SECTION 2.03 Method of Purchasing.
(a) The Trustee shall give notice by telephone or telecopier, promptly
confirmed by a written Notice of Bank Purchase in the form of Exhibit A or Exhibit B, as
appropriate, to the Bank, pursuant to an optional tender or a Mandatory Purchase, no later than
11:30 a.m. (New York City time) on the Business Day on which Certificates are subject to an
optional tender or Mandatory Purchase. If the Bank receives such notice as provided above, and subject, in each case, to the satisfaction of the conditions set forth in Section 7.01, the Bank will
transfer to the Trustee not later than 2:00 p.m. (New York City time) on such date (a “Purchase
Date”), in immediately available funds, an amount equal to the aggregate Purchase Price of all
or such portion of such Eligible Certificates as requested from the Trustee. The Bank shall have
no responsibility for, nor incur any liability in respect of, any act, or any failure to act, by the Trustee which results in the failure of the Trustee to effect the purchase of Certificates for the
account of the Bank with such funds pursuant to this Section 2.03(a) or otherwise. Certificates
purchased pursuant to this Section 2.03(a) shall be registered in the name of the Bank or, if
directed in writing by the Bank, its nominee or designee on the Certificate Register and shall be
held in trust by the Trustee for the benefit of the Bank. If the Certificates purchased pursuant to this Section 2.03(a) are Book-Entry Certificates, the beneficial ownership of such Certificates
shall be credited to the account of the Bank or, if directed in writing by the Bank, a nominee or
designee of the Bank, maintained at DTC, and such Certificates shall be registered in the name of
the Bank or its nominee or designee on the Certificate Register. Prior to the sale of any Bank
Certificate by the Bank as provided in Section 2.05(a), the Bank agrees to give all notices in the manner and by the time required by DTC to exclude such Bank Certificate from Mandatory
Purchases of Certificates. The Interest Component of such Certificates shall be paid to the Bank
as provided in Section 3.01.
(b) If the Bank receives a Notice of Bank Purchase after 11:30 a.m. (New
York City time) on a Purchase Date from the Trustee, the Bank, subject to satisfaction of the conditions provided in Section 7.01 hereof, will transfer to the Trustee at or before 2:00 p.m.
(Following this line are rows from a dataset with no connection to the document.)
PR #52, opened 2026-03-31
feat: recursive Context Tree sync with tree_path support

baixiaohang:
## Summary
- `fetchMembers()` rewritten from fixed 2-level GraphQL query to 3-step API approach:
  1. GraphQL: get `members/` tree OID
  2. REST: recursive tree listing (scoped to `members/` subtree only)
  3. GraphQL: batch-fetch all `NODE.md` contents via aliases
- Added `tree_path` column to `agents` table — materialized path within `members/` tree (e.g. `engineering/agent-a`)
- Defensive duplicate name detection during sync with detailed error messages
- Updated `listAgents()`, sync create/update/reactivate logic to read/write `tree_path`
- DB migration `0006_agent_tree_path`

## Context
Companion to agent-team-foundation/first-tree#12 (recursive member validation). Together they enable hierarchical agent structures under `members/` at any depth, with agent ID remaining the directory name and `tree_path` recording the full materialized path.

## Test plan
- [x] `pnpm check` (biome lint + format) passes
- [x] `pnpm typecheck` passes
- [x] All server tests pass
- [ ] Apply migration on dev DB and verify `tree_path` column exists
- [ ] Trigger manual sync and verify nested members are discovered with correct `tree_path`

### DIFF
--- a/packages/server/drizzle/0006_agent_tree_path.sql
+++ b/packages/server/drizzle/0006_agent_tree_path.sql
@@ -1,0 +1,1 @@
+ALTER TABLE "agents" ADD COLUMN "tree_path" text;
--- a/packages/server/drizzle/meta/_journal.json
+++ b/packages/server/drizzle/meta/_journal.json
@@ -43,6 +43,13 @@
       "when": 1774972900000,
       "tag": "0005_delegate_mention",
       "breakpoints": true
+    },
+    {
+      "idx": 6,
+      "version": "7",
+      "when": 1775073600000,
+      "tag": "0006_agent_tree_path",
+      "breakpoints": true
     }
   ]
 }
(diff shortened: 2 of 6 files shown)


baixiaohang (commented):
Blocking issue from local review: packages/server/src/services/context-tree-graphql.ts keeps going when the GitHub REST tree API returns truncated: true. At that point the tree listing is partial, but syncFromGitHub still derives memberNames from it and phase 2 will suspend every active agent that was omitted from the truncated response. On a large enough members/ subtree this can turn one partial GitHub response into unintended mass suspension. I think the sync should fail hard on truncation, or implement a safe fallback, before any DB writes/suspensions happen.

PR #60, opened 2026-04-02
feat: add server-embedded Kael runtime for Hub-Kael integration

yuezengwu:
## Summary

- Add KaelRuntime service that forwards Hub inbox entries to Kael's dedicated API (`POST /api/v1/hub/messages`)
- Kael-powered agents participate as team members in Hub's messaging — Kael responds by calling Hub's Agent API directly using injected agent token
- Web console binding form for admin to configure Kael connection per agent (User ID, Project ID, Agent Token)
- Server config: `KAEL_ENDPOINT`, `KAEL_API_KEY`, `FIRST_TREE_HUB_PUBLIC_URL`

## Architecture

(New York City time) on the Business Day immediately following the Purchase Date specified
in such notice, in immediately available funds, an amount equal to the aggregate Purchase Price
of Eligible Certificates tendered or deemed tendered on such Purchase Date. In such event, all
other provisions of Section 2.03(a) shall apply to the purchase and registration of Bank Certificates after the delivery of a Notice of Bank Purchase and transfer of funds as set forth
herein.
(c) In the event that any funds paid by the Bank to the Trustee pursuant to
Section 2.03(a) shall not be required to be applied to purchase Certificates as provided herein,
such funds shall be held and be returned to the Bank as soon as practicable by the Trustee and, until so returned, shall be held in trust by the Trustee for the account of the Bank. In the event
that such funds are not returned to the Bank in immediately available funds by 4:00 p.m. (New
York City time) on the same day on which such funds were advanced, the District shall pay or
cause to be paid to the Bank interest on such funds, payable on demand, at the Withheld Funds
13046282.5 14
Rate, if repaid within one (1) Business Day of the date when due and, thereafter, at the Default
Rate. The Bank shall notify the District in the event any such funds are not returned on the day
on which such funds were advanced.
(d) Notwithstanding any provisions of this Section 2.03 to the contrary, the Bank and DTC may cause the transfer of funds and the transfer of any Bank Certificate as
described in this Section 2.03 on the basis of delivery versus payment or by such other means as
shall be acceptable to the Bank, the Trustee and DTC and not contrary to the Trust Agreement.
SECTION 2.04 Mandatory Reductions of Available Commitment.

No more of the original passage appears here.